Records contained in a dataset:
☆ ☆ ☆ ☆

Issue #602, opened 2021-11-29
CastleCore using an old version of System.Net.Http which is vulnerable to "DoS", "Spoofing", "Privilege Escalation", "Authentication Bypass" and "Information Exposure"


sydseter:
The following vulnerable libraries were found:  System.Net.Http@4.3.0 and System.Text.RegularExpressions@4.3.0

All issues for System.Net.Http@4.3.0 have been fixed in 4.3.4.
All issues for System.Text.RegularExpressions@4.3.0 have been fixed in 4.3.1

These are the vulnerabilities associated vulnerable paths:

✗ Denial of Service (DoS) [High Severity]https://snyk.io/vuln/SNYK-DOTNET-SYSTEMNETHTTP-60045 in System.Net.Http@4.3.0
introduced by:
Castle.Core@4.4.0 > NETStandard.Library@1.6.1 > System.Net.Http@4.3.0
This issue was fixed in versions: 4.1.2, 4.3.2
✗ Improper Certificate Validation [High Severity]https://snyk.io/vuln/SNYK-DOTNET-SYSTEMNETHTTP-60046 in System.Net.Http@4.3.0
introduced by:
Castle.Core@4.4.0 > NETStandard.Library@1.6.1 > System.Net.Http@4.3.0
This issue was fixed in versions: 4.1.2, 4.3.2
✗ Privilege Escalation [High Severity]https://snyk.io/vuln/SNYK-DOTNET-SYSTEMNETHTTP-60047 in System.Net.Http@4.3.0
introduced by:
Castle.Core@4.4.0 > NETStandard.Library@1.6.1 > System.Net.Http@4.3.0
This issue was fixed in versions: 4.1.2, 4.3.2
✗ Authentication Bypass [Medium Severity]https://snyk.io/vuln/SNYK-DOTNET-SYSTEMNETHTTP-60048 in System.Net.Http@4.3.0
introduced by:
Castle.Core@4.4.0 > NETStandard.Library@1.6.1 > System.Net.Http@4.3.0
This issue was fixed in versions: 4.1.2, 4.3.2
✗ Information Exposure [High Severity]https://snyk.io/vuln/SNYK-DOTNET-SYSTEMNETHTTP-72439 in System.Net.Http@4.3.0
introduced by:
Castle.Core@4.4.0 > NETStandard.Library@1.6.1 > System.Net.Http@4.3.0
[...]

PR #604, opened 2021-12-13
Update vulnerable libraries

eskildsen:
This is meant as an update for the current 4.4.1 version. Suggested version is 4.4.2 as it is only minor changes.

Aim is to update the dependencies System.Net.Http and System.Text.RegularExpressions to versions with security fixes. It is resolved in the new version 5 on master, however, with no suggested release date, this acts as an intermediary fix.

Feel free to comment, if you see this as a wrong approach, or if code needs to be altered.

### DIFF
--- a/src/Castle.Core/Castle.Core.csproj
+++ b/src/Castle.Core/Castle.Core.csproj
@@ -43,6 +43,11 @@
 		<PackageReference Include="System.ComponentModel" Version="4.3.0" />
 		<PackageReference Include="System.ComponentModel.TypeConverter" Version="4.3.0" />
 	</ItemGroup>
+  
+  <ItemGroup Condition="'$(TargetFramework)'!='net35'AND'$(TargetFramework)'!='net40'">
+    <PackageReference Include="System.Net.Http" Version="4.3.4" />
+    <PackageReference Include="System.Text.RegularExpressions" Version="4.3.1" />
+  </ItemGroup>
 
 	<ItemGroup>
 		<Folder Include="Properties\" />
--- a/CHANGELOG.md
+++ b/CHANGELOG.md
@@ -1,5 +1,10 @@
 # Castle Core Changelog
 
+## 4.4.2 (2021-12-13)
+
+Bugfixes:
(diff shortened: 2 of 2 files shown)


eskildsen:
This is meant to be branch from https://github.com/castleproject/Core/tree/v4.4.1, so should probably not go to master, but rather a new branch

src/Castle.Core/Castle.Core.csproj
```diff
@@ -43,6 +43,11 @@
 		<PackageReference Include="System.ComponentModel" Version="4.3.0" />
 		<PackageReference Include="System.ComponentModel.TypeConverter" Version="4.3.0" />
 	</ItemGroup>
+  
+  <ItemGroup Condition="'$(TargetFramework)'!='net35'AND'$(TargetFramework)'!='net40'">
+    <PackageReference Include="System.Net.Http" Version="4.3.4" />
```
Havunen, line 48: These packages should probably be defined with open upper version so application layer can have higher version installed

Havunen:
Wouldn't it be way better to add netstandard2.0 / net5.0 / net6.0 compilation targets and not have any dependencies for those?

Havunen:
I created an issue: https://github.com/castleproject/Core/issues/606 but I dont know is anybody maintaining this project?
New nuget system makes it difficult to patch dependencies of dependencies...

eskildsen:
> Wouldn't it be way better to add netstandard2.0 / net5.0 / net6.0 compilation targets and not have any dependencies for those?

Yes, it would certainly be better. However, this is meant as a small non-breaking change for the V4 branch. It seems the work on V5 will resolve this issues, so this is only until then. From recent issues and comments in this repository, this is something getting more attention. And it would be easier to get dependant projects (e.g. AutoMoq) to update to a minor version.

Havunen:
Hmm, yeah but adding new target frameworks should not be breaking change if old target frameworks are ny removed. Change is easy to do, but getting maintainers attention to publish new version is difficult :(

jonorossi:
I'm going to close this until it is clear in #602 why this change should go into Castle.

Havunen:
Can you add modern target frameworks to official castle core package and upload it to nuget please? It would be nice to avoid larger refactoring away from castle.core

Issue #473, opened 2019-09-10
Support Collectible Dynamic Assemblies


jonorossi:
**.NET Core 3.0 introduces support for unloading assemblies after loading them into a custom `AssemblyLoadContext`** via the new `Unload` method and constructor with `isCollectible` parameter. The custom `AssemblyLoadContext` is set up to only contain the assemblies you want with everything else being in the default context. Obviously this is a .NET Core 3.0 feature, and .NET Framework will never support it; .NET Standard also does not define `System.Runtime.Loader` classes. Unfortunately it looks like dynamic assemblies were missed (https://github.com/dotnet/corefx/issues/38426) and support for them won't make the cut for .NET Core 3.0.

- https://docs.microsoft.com/en-us/dotnet/standard/assembly/unloadability-howto
- https://github.com/dotnet/samples/tree/master/core/tutorials/Unloading
- https://github.com/dotnet/coreclr/issues/552

**.NET Framework 4.0 introduced `AssemblyBuilderAccess.RunAndCollect`** which allows dynamic assemblies to be garbage collected when no reference is held. `RunAndCollect` has a whole heap of restrictions on what can be emitted into the assembly (e.g. no COM interop), but I think we could fairly trivially add opt-in for this per `ModuleScope` to make it disposable.

- https://docs.microsoft.com/en-us/dotnet/framework/reflection-and-codedom/collectible-assemblies

I don't know how useful this feature would actually be since we don't get any requests for it, but logging this as an enhancement to raise the topic since it is possible. It sounds like it `RunAndCollect` could be helpful for #472.

stakx:
> I don't know how useful this feature would actually be since we don't get any requests for it [...]

There has been at least [one StackOverflow question](https://stackoverflow.com/q/57934193/240733) which seems related to just this.

> we could fairly trivially add opt-in for this per `ModuleScope` to make it disposable [...]. It sounds like it RunAndCollect could be helpful for #472.

I haven't thought it through all the way, one thing that perhaps would have to be pointed out in the documentation is that dynamic assemblies could be collected only once their associated `ProxyGenerator` is no longer referenced, nor any proxy objects created by that generator.

jonorossi:
> I haven't thought it through all the way, one thing that perhaps would have to be pointed out in the documentation is that dynamic assemblies could be collected only once their associated `ProxyGenerator` is no longer referenced, nor any proxy objects created by that generator.

[...]

PR #610, opened 2022-03-21
Fix generated assembly to be collectible

m08pvv:
Fixed issue #473


jonorossi:
Sorry for the delay in reviewing this.

I expected the unit tests to have failed with the [Restrictions on collectible assemblies](https://docs.microsoft.com/en-us/dotnet/framework/reflection-and-codedom/collectible-assemblies) saying these assemblies are "transient (that is, it cannot be saved)". I assume that the unit tests are following the previous branch which uses `RunAndSave` and so this has no unit tests.

With the number of restrictions on collectable dynamic assemblies I think this will probably need to be an opt-in selection. I can't quite understand the details but there sounds like a big gotchas where non-collectable assemblies can't reference collectable assemblies.

Could you please share some details about the testing you've done. Thanks.

jonorossi:
Closing as stale.

PR #615, opened 2022-04-07
Update copyright year to 2022

Jevonius:
Small change but touches many files - includes a couple of places where the copyright was still 2019.

Has there been any discussion around whether this is required in every single file, or whether it could just be in the README/LICENSE file in the root?

### DIFF
--- a/LICENSE
+++ b/LICENSE
@@ -1,4 +1,4 @@
-Copyright 2004-2021 Castle Project - http://www.castleproject.org/
+Copyright 2004-2022 Castle Project - http://www.castleproject.org/
 
 Licensed under the Apache License, Version 2.0 (the "License");
 you may not use this file except in compliance with the License.
--- a/README.md
+++ b/README.md
@@ -16,7 +16,7 @@ Debugging symbols are available in symbol packages in the AppVeyor build artifac
 
 ## License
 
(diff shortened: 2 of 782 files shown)


stakx:
@Jevonius:

> Has there been any discussion around whether this is required in every single file, or whether it could just be in the README/LICENSE file in the root?

See https://github.com/castleproject/Core/pull/540#pullrequestreview-570961267. It appears we didn't reach a final decision on how exactly to deal with years in the copyright notices; but @jonorossi stated that he would have preferred _not_ updating every single file when there's no actual change.

jonorossi:
Ah this chestnut, yer let's not do that again, makes a royal mess of git history 😃 .

I do still have the #540 email in my inbox tagged to come back to it, but legal research/review isn't really that fun. If someone has looked into this before happy to hear what they've come up with.

I'll close this for now without merging and hope to do some research on what we are required to do legally. Legally the current code is fine, it's copyright when it was significantly changed, some people say you only need a starting year anyway.

jonorossi:
Thanks anyway @Jevonius

Jevonius:
No worries 👍  Didn't take any time to do, and agree reviewing it would be a better option.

☆ ☆ ☆ ☆

[Exercise objective]
A single number is required: the count of lines in the data that contain the string "Bypass".

[Expected answer]
2